Uzenot D, Azulay J-P, Pouget J
Service de neurologie et maladies neuromusculaires, Centre de référence des maladies neuromusculaires rares, Marseille-Nice, CHU La Timone, 264, rue Saint-Pierre, 13005 Marseille, France.
Rev Neurol (Paris). 2007 Sep;163 Spec No 1:3S68-76.

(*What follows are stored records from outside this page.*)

PR #787, opened 2026-05-12
feat(oauth): separate port for stdio-mode OAuth callback server

JSaun77:
## Problem

In stdio mode, the `MinimalOAuthServer` binds the same port as the main MCP server. When an OAuth refresh fires while the main server is already listening (e.g., the wrapper pins `WORKSPACE_MCP_PORT=18765` to avoid `PORT` collisions and that port is held by a prior process), the callback server cannot bind and dies with:

```
Port 18765 is already in use on localhost. Cannot start minimal OAuth server.
```

This is recurring for users whose OAuth consent screen is in Testing mode (refresh tokens expire every 7 days, forcing weekly re-auth) and is non-obvious to debug because the error points at the symptom rather than the cause.

## Fix

Add `WORKSPACE_MCP_OAUTH_CALLBACK_PORT` env var so the callback server can bind a separate port from the main MCP server. Defaults to the main port for backward compatibility. Updates redirect URI derivation, the three call sites that preflight the callback server, and the port-in-use error message.

## Tests

All 133 tests in `tests/auth` and `tests/core` pass (excluding unrelated `test_gcs_credential_store` collection error from missing optional dep). Mock SimpleNamespace in `test_start_google_auth.py` updated with the new attribute.

## Summary by CodeRabbit

* **New Features**
  * OAuth callback server now supports a separate dedicated port for greater flexibility in network setups.

* **Bug Fixes**
  * Improved error messaging when the OAuth callback port is unavailable, with clearer causes and guidance including the expected redirect URI format.

* **Tests**
  * Updated tests to account for the separate callback port behavior during OAuth preflight checks.

[Review Change Stack](https://app.coderabbit.ai/change-stack/taylorwilsdon/google_workspace_mcp/pull/787)

### DIFF
--- a/auth/google_auth.py
+++ b/auth/google_auth.py
@@ -1278,7 +1278,7 @@ async def get_authenticated_google_service(
             success, error_msg = await asyncio.to_thread(
                 ensure_oauth_callback_available,
                 transport_mode,
-                config.port,
+                config.oauth_callback_port,
                 config.base_uri,
             )
             if not success:
--- a/auth/oauth_callback_server.py
+++ b/auth/oauth_callback_server.py
@@ -229,7 +229,16 @@ class MinimalOAuthServer:
             with socket.socket(socket.AF_INET, socket.SOCK_STREAM) as s:
                 s.bind((hostname, self.port))
         except OSError:
-            error_msg = f"Port {self.port} is already in use on {hostname}. Cannot start minimal OAuth server."
+            error_msg = (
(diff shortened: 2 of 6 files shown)


taylorwilsdon:
We already have auth/port_resolver.py that automatically finds a free port with a fallback range, this PR seems to manually reinvent that with a new env var. I'm concerned about a footgun where users now have to go  reconfigure their gcs redirect URI every time they change the callback port. From what I can tell, the problem is a zombie process on the user's machine.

Treatment's initiation in chronic inflammatory demyelinating polyradiculopathy (CIDP) remains a difficult medical decision. Only plasma exchanges, intravenous immunoglobulins (IVIg) and corticosteroids are proven effective treatments. Immunosuppressors are actually not first-line treatments in CIDP. Particular CIDP forms are associated with different response to treatments: pure motor CIDP should be treated by IVIg, and corticosteroids should only carefully be used in Lewis-Sumner syndrome. Otherwise, IVIg are first-line treatment in diabetic patients. Patients must be informed of side's effects and expected clinical effects. Early treatment was actually not proved to prevent axonal damages in CIDP patients, and waiting seems to be the best therapeutic option in poorly symptomatic patients. Recently, clinical guidelines were proposed to help clinician in this treatment choice, but there is no consensus about the best dose, duration or administration way to CIDP treatments. Further studies should be performed to clarify these points and to determine immunosuppressor agents place in treatment strategy.
慢性炎症性脱髓鞘性多发性神经根神经病(CIDP)的治疗启动仍然是一个艰难的医学决策。仅血浆置换、静脉注射免疫球蛋白(IVIg)和皮质类固醇被证明是有效的治疗方法。免疫抑制剂实际上并非CIDP的一线治疗方法。特定的CIDP形式与对治疗的不同反应相关:纯运动性CIDP应以IVIg治疗,而皮质类固醇仅应谨慎用于Lewis-Sumner综合征。否则,IVIg是糖尿病患者的一线治疗方法。必须告知患者副作用和预期的临床效果。实际上,早期治疗并未被证明可预防CIDP患者的轴索损伤,对于症状轻微的患者,等待似乎是最佳的治疗选择。最近,有人提出了临床指南以帮助临床医生进行这种治疗选择,但对于CIDP治疗的最佳剂量、持续时间或给药方式尚无共识。应进行进一步研究以阐明这些问题,并确定免疫抑制剂在治疗策略中的地位。